トラとハナ(2) 肥えるネコの舌

10年程前に我が家に居ついたトラとハナのお話の2回目です。
これはやんちゃなトラです。

ひじりの食パン


隣町のJR土佐山田駅前にひじりと言うパン屋さんがあります。
国産小麦を使った食パン部門で日本で第2位になったお店です。
ここの食パンはふわふわもちもちです。
パンの二つの角を一つの手の親指と人差し指・中指で挟もうとしてもつぶれてしまいます。食パンを持ち上げる時は食パンの二つの角をそれぞれつまんで持ち上げなければなりません。
朝の7時が開店です。
休日は7時を待ちかねて買いに行きます。
小さな店ですが、大勢の人が買いに来ています。
奥の方では若い職人さんがたくさん働いています。
でも、食パンを切るのは親父の仕事です。
あまりにもやわらかい食パンなものですから、よほどコツがいるのでしょう。

「食パンを4枚に切って。」と言うと、親父が客には媚びんぞ、とばかりに「一斤を4枚やねぇ。」と返してきます。
こっちも、全国2位だから買いに来てるんじゃない、旨いから来ているんだ、おれがまずいと感じたら来ないぞ、とばかりに、「そう、厚切りね」とやり取りをして買ってきます。

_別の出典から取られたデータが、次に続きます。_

PR #597, opened 2021-07-28
Add `encoding/json` package functions to `serialization.JSON`

martijndeheus:
This PR allows the `serialization.JSON` type to be included in the (de)serialization of larger structs using `encoding.json` package. 

It does this by adding `MarshalJSON` and `UnmarshalJSON` functions to prevent the default behaviour for `[]byte` types, since we assume the data is already serialized or has to remain serialized for this type. See [here](https://pkg.go.dev/encoding/json#Marshal) for details.

I ran into this while working on Turbine and writing an HTTP API that includes endpoints that return JSON values received from HZ as part of a larger struct. This change prevents the need to cast to `json.RawMessage` in this case and is (in my opinion) the expected behaviour for this data type.

### DIFF
--- a/serialization/json_value.go
+++ b/serialization/json_value.go
@@ -24,9 +24,9 @@ func (j JSON) String() string {
 	return string(j)
 }
 
-// MarshalJSON is used by functions in the Go `json` package. This function
-// ensures that a `serialization.JSON` value is correctly serialized by this
-// package. This is mostly applicable when `serialization.JSON` is
+// MarshalJSON is used by functions in the Go `encoding/json` package. This
+// function ensures that a `serialization.JSON` value is correctly serialized
+// by this package. This is mostly applicable when `serialization.JSON` is
 // serialized as a field of a larger struct.
 func (j JSON) MarshalJSON() ([]byte, error) {
 	if j == nil {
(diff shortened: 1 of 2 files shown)


serialization/json_value.go
```diff
@@ -16,8 +16,32 @@
...
+import "errors"
+
 type JSON []byte
 
 func (j JSON) String() string {
 	return string(j)
 }
+
+// MarshalJSON is used by functions in the Go `encoding/json` package. This
+// function ensures that a `serialization.JSON` value is correctly serialized
```
yuce, line 28: Could you move "This" after the first sentence to the line below? Similary for other comment lines. I think it would be great if each sentence is in its own line (no matter the length of the line).

serialization/json_value.go
```diff
@@ -16,8 +16,32 @@
...
+	}
+	return j, nil
+}
+
+// UnmarshalJSON is used by functions in the Go `encoding/json` package. This
+// function ensures that a `serialization.JSON` value is correctly deserialized
+// from JSON objects that contain a field of this type.
+func (j *JSON) UnmarshalJSON(data []byte) error {
+	if j == nil {
+		return errors.New("serialization.JSON: UnmarshalJSON on nil pointer")
```
yuce, line 43: Could you change this line to return a serialization error, like:
```
return ihzerrors.NewSerializationError("serialization.JSON: UnmarshalJSON on nil pointer", nil)
```
The corresponding import statement would be:
```
import ihzerrors "github.com/hazelcast/hazelcast-go-client/internal/hzerrors"
```

yuce (changes requested):
Thanks for your PR! Just two trivial comments.

serialization/json_value.go
yuce: ^ It's even better to return an illegal argument error.

martijndeheus: Fixed in ab9de482c6c8c3a68a0c468890c7022da27ea8f6

serialization/json_value.go
martijndeheus: Addressed in ab9de482c6c8c3a68a0c468890c7022da27ea8f6

yuce (approved):
Thanks, looks good!

PR #601, opened 2021-08-03
Add it.SkipIf to skip tests based on conditions

martijndeheus:
Introduce `SkipIf` function to skip test cases based on conditions like versioning or the operating system.

The code to parse the conditions is not so clean. This could be more clean when using option pattern, however this comes at the cost of readability where the function is actually applied. 

I tried to test most cases to confirm the parsing is valid.

### DIFF
--- a/aggregate/aggregate_it_test.go
+++ b/aggregate/aggregate_it_test.go
@@ -49,7 +49,7 @@ func TestCountAll(t *testing.T) {
 		config.Serialization.SetPortableFactories(it.SamplePortableFactory{})
 	}
 	it.MapTesterWithConfig(t, cbCallback, func(t *testing.T, m *hz.Map) {
-		it.SkipIf(t, "hz <= 4.0.3")
+		it.SkipIf(t, "hz < 4.1")
 		ctx := context.Background()
 		it.MustValue(m.Put(ctx, "k1", &it.SamplePortable{A: "foo", B: 10}))
 		it.MustValue(m.Put(ctx, "k2", &it.SamplePortable{A: "bar", B: 30}))
@@ -86,7 +86,7 @@ func TestDistinctValuesAll(t *testing.T) {
 		config.Serialization.SetPortableFactories(it.SamplePortableFactory{})
 	}
 	it.MapTesterWithConfig(t, cbCallback, func(t *testing.T, m *hz.Map) {
-		it.SkipIf(t, "hz <= 4.0.3")
+		it.SkipIf(t, "hz < 4.1")
 		ctx := context.Background()
 		it.MustValue(m.Put(ctx, "k1", &it.SamplePortable{A: "foo", B: 10}))
 		it.MustValue(m.Put(ctx, "k2", &it.SamplePortable{A: "bar", B: 30}))
--- a/aggregate/aggregate_it_test.go
+++ b/aggregate/aggregate_it_test.go
@@ -49,6 +49,7 @@ func TestCountAll(t *testing.T) {
 		config.Serialization.SetPortableFactories(it.SamplePortableFactory{})
 	}
 	it.MapTesterWithConfig(t, cbCallback, func(t *testing.T, m *hz.Map) {
+		it.SkipIf(t, "hz <= 4.0.3")
 		ctx := context.Background()
 		it.MustValue(m.Put(ctx, "k1", &it.SamplePortable{A: "foo", B: 10}))
 		it.MustValue(m.Put(ctx, "k2", &it.SamplePortable{A: "bar", B: 30}))
@@ -85,6 +86,7 @@ func TestDistinctValuesAll(t *testing.T) {
 		config.Serialization.SetPortableFactories(it.SamplePortableFactory{})
 	}
 	it.MapTesterWithConfig(t, cbCallback, func(t *testing.T, m *hz.Map) {
+		it.SkipIf(t, "hz <= 4.0.3")
 		ctx := context.Background()
 		it.MustValue(m.Put(ctx, "k1", &it.SamplePortable{A: "foo", B: 10}))
 		it.MustValue(m.Put(ctx, "k2", &it.SamplePortable{A: "bar", B: 30}))
--- a/internal/it/export_test.go
+++ b/internal/it/export_test.go
@@ -1,3 +1,0 @@
-package it
-
-var InternalSkipIf = skipIf
--- a/internal/it/export_test.go
+++ b/internal/it/export_test.go
@@ -1,0 +1,3 @@
+package it
+
+var InternalSkipIf = skipIf
--- a/internal/it/test_skip.go
+++ b/internal/it/test_skip.go
@@ -68,13 +68,13 @@ func checkCondition(condition string) bool {
 		validateLength(parts, 1, condition, "!oss")
 		return enterprise()
 	default:
-		panic(fmt.Errorf("Unexpected test skip constant \"%s\" in %s", parts[0], condition))
+		panic(fmt.Errorf("unexpected test skip constant \"%s\" in %s", parts[0], condition))
 	}
 }
 
 func validateLength(parts []string, expected int, condition, example string) {
 	if len(parts) != expected {
-		panic(fmt.Errorf("Unexpected format for %s, example of expected condition: \"%s\" ", condition, example))
+		panic(fmt.Errorf("unexpected format for %s, example of expected condition: \"%s\" ", condition, example))
 	}
 }
 
@@ -94,7 +94,7 @@ func checkVersion(given, operator, actual string) bool {
 	case "<=":
 		return greater >= 0
 	default:
-		panic(fmt.Errorf("Unexpected test skip operator \"%s\" to compare versions", operator))
+		panic(fmt.Errorf("unexpected test skip operator \"%s\" to compare versions", operator))
 	}
 }
 
@@ -112,11 +112,11 @@ func compareVersions(given, actual string) int {
 	for i := 0; i < min; i++ {
 		givenNumber, err := strconv.Atoi(givenVersions[i])
 		if err != nil {
-			panic(fmt.Errorf("Could not parse version number (to integer): %d", givenNumber))
+			panic(fmt.Errorf("could not parse version number (to integer): %d", givenNumber))
 		}
 		actualNumber, err := strconv.Atoi(actualVersions[i])
 		if err != nil {
-			panic(fmt.Errorf("Could not parse version number (to integer): %d", actualNumber))
+			panic(fmt.Errorf("could not parse version number (to integer): %d", actualNumber))
 		}
 
 		if givenNumber > actualNumber {
@@ -136,7 +136,7 @@ func checkOS(operator, value string) bool {
 	case "!=":
 		return runtime.GOOS != value
 	default:
-		panic(fmt.Errorf("Unexpected test skip operator \"%s\" in \"%s\" condition", operator, skipOS))
+		panic(fmt.Errorf("unexpected test skip operator \"%s\" in \"%s\" condition", operator, skipOS))
 	}
 }
 
--- a/internal/it/test_skip.go
+++ b/internal/it/test_skip.go
@@ -20,6 +20,13 @@ const (
 	enterpriseKey     = "HAZELCAST_ENTERPRISE_KEY"
 )
 
+// SkipIf can be used to skip a test case based on comma-separated conditions.
+// The following conditions may be set:
+// "hz": Hazelcast version
+// "ver": go client version
+// "os": value of runtime.GOOS
+// "enterprise"/"oss": presence of enterprise key environment variable
+// Example: SkipIf(t, "ver > 1.1, hz = 5")
 func SkipIf(t *testing.T, conditionString string) {
 	skip, err := skipIf(conditionString)
 	if err != nil {
--- a/internal/it/test_skip.go
+++ b/internal/it/test_skip.go
@@ -33,7 +33,7 @@ func SkipIf(t *testing.T, conditionString string) {
 		t.Fatalf(err.Error())
 	}
 	if skip {
-		t.Skip()
+		t.Skip("Skipping test: SkipIf conditions met")
 	}
 }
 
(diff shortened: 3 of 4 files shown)


internal/it/test_skip.go
```diff
@@ -0,0 +1,221 @@
...
+
+func validateLength(parts []string, expected int, condition, example string) error {
+	if len(parts) != expected {
+		return fmt.Errorf("Unexpected format for %s, example of expected condition: \"%s\" ", condition, example)
+	}
+	return nil
+}
+
+func checkVersion(given, operator, actual string) (bool, error) {
+	isGivenGreater, err := compareVersions(given, actual)
```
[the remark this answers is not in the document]
yuce: Also, would using an int instead of a pointer to bool make more sense here (*greater* variable)? Since there are three states of the comparison result.

internal/it/test_skip.go
```diff
@@ -0,0 +1,221 @@
...
+	if err != nil {
+		return true, err
+	}
+
+	switch operator {
+	case "=":
+		if isGivenGreater == nil {
+			return true, nil
+		}
+		return false, nil
```
yuce, line 135: Can be simplified to `return greater == 0, nil` (assuming you are using an int for `greater`)

internal/it/test_skip.go
```diff
@@ -0,0 +1,221 @@
...
+	case "!=":
+		if isGivenGreater != nil {
+			return true, nil
+		}
+		return false, nil
```
yuce, line 140: Can be simplified to `return greater != 0, nil` (assuming you are using an int for `greater`)

internal/it/test_skip.go
```diff
@@ -0,0 +1,221 @@
...
+	case ">":
+		if isGivenGreater != nil && !*isGivenGreater {
+			return true, nil
+		}
+		return false, nil
```
yuce, line 145: Can be simplified to `return greater > 0, nil` (assuming you are using an int for `greater`)

internal/it/test_skip.go
```diff
@@ -0,0 +1,221 @@
...
+	case ">=":
+		if isGivenGreater != nil && *isGivenGreater {
+			return false, nil
+		}
+		return true, nil
```
yuce, line 150: Can be simplified to `return greater >= 0, nil` (assuming you are using an int for `greater`)

internal/it/test_skip.go
```diff
@@ -0,0 +1,221 @@
...
+	case "<":
+		if isGivenGreater != nil && *isGivenGreater {
+			return true, nil
+		}
+		return false, nil
```
yuce, line 155: Can be simplified to `return greater < 0, nil` (assuming you are using an int for `greater`)

internal/it/test_skip.go
```diff
@@ -0,0 +1,221 @@
...
+	case "<=":
+		if isGivenGreater != nil && !*isGivenGreater {
+			return false, nil
+		}
+		return true, nil
```
yuce, line 160: Can be simplified to `return greater <= 0, nil` (assuming you are using an int for `greater`)

internal/it/test_skip.go
```diff
@@ -0,0 +1,221 @@
...
+	default:
+		return true, fmt.Errorf("Unexpected test skip operator \"%s\" to compare versions", operator)
```
yuce, line 162: Instead of escaping the quote, you can use backticks: `Unexpected test skip operator %s`

internal/it/test_skip.go
```diff
@@ -0,0 +1,221 @@
...
+	}
+}
+
+func compareVersions(given, actual string) (*bool, error) {
```
yuce, line 166: Like I've suggested above, how about making this one return an int?

internal/it/test_skip.go
```diff
@@ -0,0 +1,221 @@
...
+		}
+
+		if givenNumber > actualNumber {
+			res := true
+			return &res, nil
+		}
+		if actualNumber > givenNumber {
+			res := false
+			return &res, nil
+		}
```
yuce, line 194: Although it's usually not a good idea, I think you can just do something like here:
```
num := givenNum - actualNum
if num != 0 {
    return num, nil
}
```

internal/it/test_skip.go
```diff
@@ -0,0 +1,221 @@
...
+	}
+	return nil, nil
+}
+
+func checkOS(operator, value string) (bool, error) {
+	switch operator {
+	case "=":
+		if runtime.GOOS == value {
+			return true, nil
+		}
```
yuce, line 204: Can be simplified to `return runtime.GOOS == value, nil`

internal/it/test_skip.go
```diff
@@ -0,0 +1,221 @@
...
+	case "!=":
+		if runtime.GOOS != value {
+			return true, nil
+		}
```
yuce, line 208: Can be simplified to `return runtime.GOOS != value, nil`

internal/it/test_skip.go
```diff
@@ -0,0 +1,221 @@
...
+	default:
+		return true, fmt.Errorf("Unexpected test skip operator \"%s\" in \"%s\" condition", operator, skipOS)
```
yuce, line 210: Errors should start with lowercase letters.

internal/it/test_skip.go
```diff
@@ -0,0 +1,221 @@
...
+	}
+	return false, nil
+}
+
+func checkEnterprise(expected bool) bool {
```
yuce, line 215: Does it make sense to rename this function to `enterprise()` and return whether enterprise key was set? It can be as simple as:
```
return os.GetEnv(enterpriseKey) != ""
```

aggregate/aggregate_it_test.go
```diff
@@ -49,6 +49,7 @@ func TestCountAll(t *testing.T) {
 		config.Serialization.SetPortableFactories(it.SamplePortableFactory{})
 	}
 	it.MapTesterWithConfig(t, cbCallback, func(t *testing.T, m *hz.Map) {
+		it.SkipIf(t, "hz <= 4.0.3")
```
yuce, line 52: Maybe we should change the condition to: `hz < 4.1`.

aggregate/aggregate_it_test.go
```diff
@@ -85,6 +86,7 @@ func TestDistinctValuesAll(t *testing.T) {
...
```
yuce, line 89: Maybe we should change the condition to: `hz < 4.1`.

internal/it/test_skip.go
```diff
@@ -0,0 +1,221 @@
...
+	skip, err := skipIf(conditionString)
+	if err != nil {
+		t.Fatalf(err.Error())
+	}
+	if skip {
+		t.Skip("Skipping test: SkipIf conditions met")
+	}
+}
+
+func skipIf(conditionString string) (bool, error) {
```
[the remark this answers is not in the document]
yuce: Also, I think it's OK to panic here if error is not nil, so we can simplify calling it:
```
func canSkip(condition string) bool
```

internal/it/test_skip.go
```diff
@@ -0,0 +1,221 @@
...
+// The following conditions may be set:
+// "hz": Hazelcast version
+// "ver": go client version
+// "os": value of runtime.GOOS
+// "enterprise"/"oss": presence of enterprise key environment variable
+// Example: SkipIf(t, "ver > 1.1, hz = 5")
+func SkipIf(t *testing.T, conditionString string) {
+	skip, err := skipIf(conditionString)
+	if err != nil {
+		t.Fatalf(err.Error())
```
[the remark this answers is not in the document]
yuce: If you change `skipIf`/`canSkip` to panic instead of returning an error, we can simplify the code here to:
```
if skip := canSkip(condition); skip {
    t.Skip("Skipping test: SkipIf conditions met")
}
```

internal/it/test_skip.go
```diff
@@ -0,0 +1,221 @@
...
+			if err := validateLength(parts, 3, condition, "ver = 4.0"); err != nil {
+				return true, err
+			}
+			skip, err := checkVersion(parts[2], parts[1], internal.ClientVersion)
+			if err != nil {
+				return true, err
+			}
+			if skip {
+				return true, nil
+			}
```
yuce, line 66: It seems we repeat the code a bit here. Would it make sense to remove code duplication?

internal/it/test_skip.go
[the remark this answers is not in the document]
martijndeheus: Addressed in 5071a2fabacf61a0c6750af893641b4dfc45f051

internal/it/export_test.go
```diff
@@ -0,0 +1,3 @@
+package it
+
+var InternalSkipIf = skipIf
```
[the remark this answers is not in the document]
martijndeheus: Addressed in 5071a2fabacf61a0c6750af893641b4dfc45f051

internal/it/test_skip.go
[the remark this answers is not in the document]
martijndeheus: Addressed in 5071a2fabacf61a0c6750af893641b4dfc45f051

internal/it/test_skip.go
```diff
@@ -0,0 +1,221 @@
...
+	if skip {
+		t.Skip("Skipping test: SkipIf conditions met")
+	}
+}
+
+func skipIf(conditionString string) (bool, error) {
+	conditions := strings.Split(conditionString, ",")
+	for _, condition := range conditions {
+		condition = strings.Trim(condition, " ")
+		switch parts := strings.Split(condition, " "); {
```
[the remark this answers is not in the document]
martijndeheus: This would result in the default case where we also return an error. This error should be sufficient to figure out what's wrong.

internal/it/test_skip.go
```diff
@@ -0,0 +1,221 @@
...
+// "os": value of runtime.GOOS
+// "enterprise"/"oss": presence of enterprise key environment variable
+// Example: SkipIf(t, "ver > 1.1, hz = 5")
+func SkipIf(t *testing.T, conditionString string) {
+	skip, err := skipIf(conditionString)
+	if err != nil {
+		t.Fatalf(err.Error())
+	}
+	if skip {
+		t.Skip("Skipping test: SkipIf conditions met")
```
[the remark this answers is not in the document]
martijndeheus: Addressed in 5071a2fabacf61a0c6750af893641b4dfc45f051

internal/it/test_skip.go
```diff
@@ -0,0 +1,221 @@
...
+				return true, nil
+			}
+		case parts[0] == "!"+skipOSS:
+			if err := validateLength(parts, 1, condition, "!oss"); err != nil {
+				return true, err
+			}
+			skip := checkEnterprise(false)
+			if skip {
+				return true, nil
+			}
```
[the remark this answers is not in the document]
martijndeheus: Addressed in 5071a2fabacf61a0c6750af893641b4dfc45f051

internal/it/test_skip.go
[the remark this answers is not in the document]
martijndeheus: Addressed in 5071a2fabacf61a0c6750af893641b4dfc45f051

internal/it/test_skip.go
```diff
@@ -0,0 +1,221 @@
...
+	if len(parts) != expected {
+		return fmt.Errorf("Unexpected format for %s, example of expected condition: \"%s\" ", condition, example)
+	}
+	return nil
+}
+
+func checkVersion(given, operator, actual string) (bool, error) {
+	isGivenGreater, err := compareVersions(given, actual)
+	if err != nil {
+		return true, err
```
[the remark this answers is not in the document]
martijndeheus: Addressed in 5071a2fabacf61a0c6750af893641b4dfc45f051

internal/it/test_skip.go
martijndeheus: Addressed in 5071a2fabacf61a0c6750af893641b4dfc45f051

internal/it/test_skip.go
martijndeheus: Addressed in 5071a2fabacf61a0c6750af893641b4dfc45f051

internal/it/test_skip.go
martijndeheus: Addressed in 5071a2fabacf61a0c6750af893641b4dfc45f051

internal/it/test_skip.go
martijndeheus: Addressed in 5071a2fabacf61a0c6750af893641b4dfc45f051

internal/it/test_skip.go
martijndeheus: Addressed in 5071a2fabacf61a0c6750af893641b4dfc45f051

internal/it/test_skip.go
martijndeheus: Addressed in 5071a2fabacf61a0c6750af893641b4dfc45f051

internal/it/test_skip.go
martijndeheus: Addressed in 5071a2fabacf61a0c6750af893641b4dfc45f051

internal/it/test_skip.go
martijndeheus: I've cleaned up other parts of the code making it more compact. I think we can leave this here as it's a bit cleaner.

internal/it/test_skip.go
martijndeheus: Addressed in 5071a2fabacf61a0c6750af893641b4dfc45f051

internal/it/test_skip.go
martijndeheus: Addressed in a3336bc12bdd1566b7a1c23a74fd002c764bb8e1

internal/it/test_skip.go
martijndeheus: I've cleaned up this part a bit. I think it is a lot simpler now.

aggregate/aggregate_it_test.go
martijndeheus: Addressed in e8aff4dd045b95ef5195f09d84a7a73a00af6e1b

aggregate/aggregate_it_test.go
martijndeheus: Addressed in e8aff4dd045b95ef5195f09d84a7a73a00af6e1b

internal/it/test_skip.go
martijndeheus: Addressed in 5071a2fabacf61a0c6750af893641b4dfc45f051

martijndeheus:
Thanks for the thorough review @yuce . I addressed your comments. Can you take another look?

yuce (approved):
Thanks, looks great!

パン屋のすぐ近くには日曜市があり、そこで果物を買います。
最近は長野や岩手からのリンゴを買います。
なんでも、今年は大ぶりのリンゴは日持ちがしない、とのことで小ぶりを薦めてくれます。


休日の朝のテーブル

さぁ、食材はそろいました。
ふわふわの食パンを軽くトーストしてバターを塗ります。
豆から挽いて淹れたてのコーヒーと一緒に食べると、休日の朝の気分でゆったりします。

肥えるネコの舌


テーブルで休日の朝を楽しんでいると、女房が庭の方に行きます。
網戸を開け、猫どもに朝から何かやっているようです。
「やっぱりこの子たちもおいしいものを知っちゅう。
昨日は、ぱさぱさのパンやったら食べんかったに、この食パンはよう食べる。」
思わず口に含んだコーヒーを吹き出すところでした。
おい、ネコの舌を肥やしてどうする。